(Collected data)
***

PR #1183, opened 2020-05-09
feat(directory): Add directory substitutions

### LINKED ISSUE #1065: Feature request: current directory substitutions
## Feature Request
I'd like an option for the directory module for a list of arbitrary substitutions to be made to the PWD to shorten it in a context-aware way. It could happen instead of (or before?) the truncation to `truncation_length`. I currently use this in my bash prompt to remove a long common prefix (network drive) from my paths so I can put them on $PS1. Specifically, instead of `/.../.../.../A/.../B/C`, I get `A/./B/C`, where `...` is multiple letters and `.` is just one.

It could be configured as a list of (literal, not regex) substitutions to make (in order) like:
```
[directory]
substitute = [
  [ "/foo/bar", "/f" ],
  [ "/f", "/baz" ]
]
```
What do you think, would anyone find this useful?

rbutoi:
Hello, this is my first real piece of rust code, so any tips are greatly appreciated! I left some review comments myself.

#### Description
This adds an option to provide a list of pairs of strings to substitute in the directory string. If this option is used, fish-style PWD is disabled.

The reason for fish-style PWD being disabled is an implementation detail -- I perform the `replace` on the `dir_string`, since it is a string type rather than a path type. To make this work with fish-style PWD would need more code, and IMO I don't see the need to use both features at once. Would definitely appreciate more input here.

#### Motivation and Context
I'm currently using this at work to shorten paths that have a long common prefix, interesting middle, and some long development directories. It's a more tailored way of shortening paths while retaining more information than, say the fish-style.
Closes #1065.

#### Types of changes

Added a unit test and two "testsuite" tests. They test the interaction with `truncation_length` and (non-)interaction with `fish_style_pwd_dir_length`.

#### Checklist:

### DIFF
--- a/src/modules/directory.rs
+++ b/src/modules/directory.rs
@@ -1,4 +1,5 @@
 use path_slash::PathExt;
+use std::collections::HashMap;
 use std::path::{Path, PathBuf};
 use unicode_segmentation::UnicodeSegmentation;
 
@@ -10,11 +11,14 @@ use crate::configs::directory::DirectoryConfig;
 
 /// Creates a module with the current directory
 ///
-/// Will perform path contraction and truncation.
+/// Will perform path contraction, substitution, and truncation.
 /// **Contraction**
 ///     - Paths beginning with the home directory or with a git repo right
 /// inside the home directory will be contracted to `~`
 ///     - Paths containing a git repo will contract to begin at the repo root
+///
+/// **Substitution**
+/// Paths will undergo user-provided substitutions of substrings
 ///
 /// **Truncation**
 /// Paths will be limited in length to `3` path components by default.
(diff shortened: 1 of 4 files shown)


src/modules/directory.rs
```diff
@@ -223,6 +246,15 @@ mod tests {
         assert_eq!(output, "C:/");
     }
 
+    #[test]
+    fn substitute_prefix_and_middle() {
+        let full_path = "/absolute/path/foo/bar/baz";
+        let substitutions = vec![["/absolute/path", ""].to_vec(), ["/bar/", "/"].to_vec()];
```
rbutoi, line 252: Is `vec![[].to_vec(), ...]` the best way to write this vector-of-vectors in code? Related, does taking a `&[Vec<&str>]` parameter to pass a `&Vec<Vec<&str>>` make sense?  I was mostly following compiler suggestions here.

nickwb:
The list-of-list for substitutions seems a little odd. Minimally, this can be upgraded to `Vec<(String, String)>`, though I wonder if a map/set would be nicer from a configuration perspective..?

The feature seems like a good idea.

rbutoi:
> The list-of-list for substitutions seems a little odd. Minimally, this can be upgraded to `Vec<(String, String)>`, though I wonder if a map/set would be nicer from a configuration perspective..?

Agreed that the list-of-lists isn't ideal here; the inner lists must be of length two. However, TOML doesn't have tuples (they ended up becoming inline tables: https://github.com/toml-lang/toml/issues/131, https://github.com/toml-lang/toml/pull/154, https://github.com/toml-lang/toml/pull/235). Going forward, I see two possibilities: a list of inline tables with "from" and "to" keys, or a simple map, as you mention. The difference between the two is that map iteration, and therefore substitution order, is undefined. This shouldn't be a problem, and I can't think of any reasons for a multi-stage substitution that would need an explicit order, but worth noting.

I've pushed a commit that changes the config to a map, which is the simpler option of the two.

> The feature seems like a good idea.

Glad to hear that!

rbutoi:
^ Above check failures seem unrelated, they all passed before and I only changed the config type from vec to hashmap.

matchai:
The current failures were caused by a change in the GitHub Actions toolcache. Should be fixed in #1243.

andytom:
@rbutoi thank you for the contribution and @nickwb thank you for reviewing this.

***

▶ _Problem details_: Output exactly the lines of the records from the first through the one bearing "## Feature Request", both ends included.

▶ _The completed task_:
PR #1183, opened 2020-05-09
feat(directory): Add directory substitutions

### LINKED ISSUE #1065: Feature request: current directory substitutions
## Feature Request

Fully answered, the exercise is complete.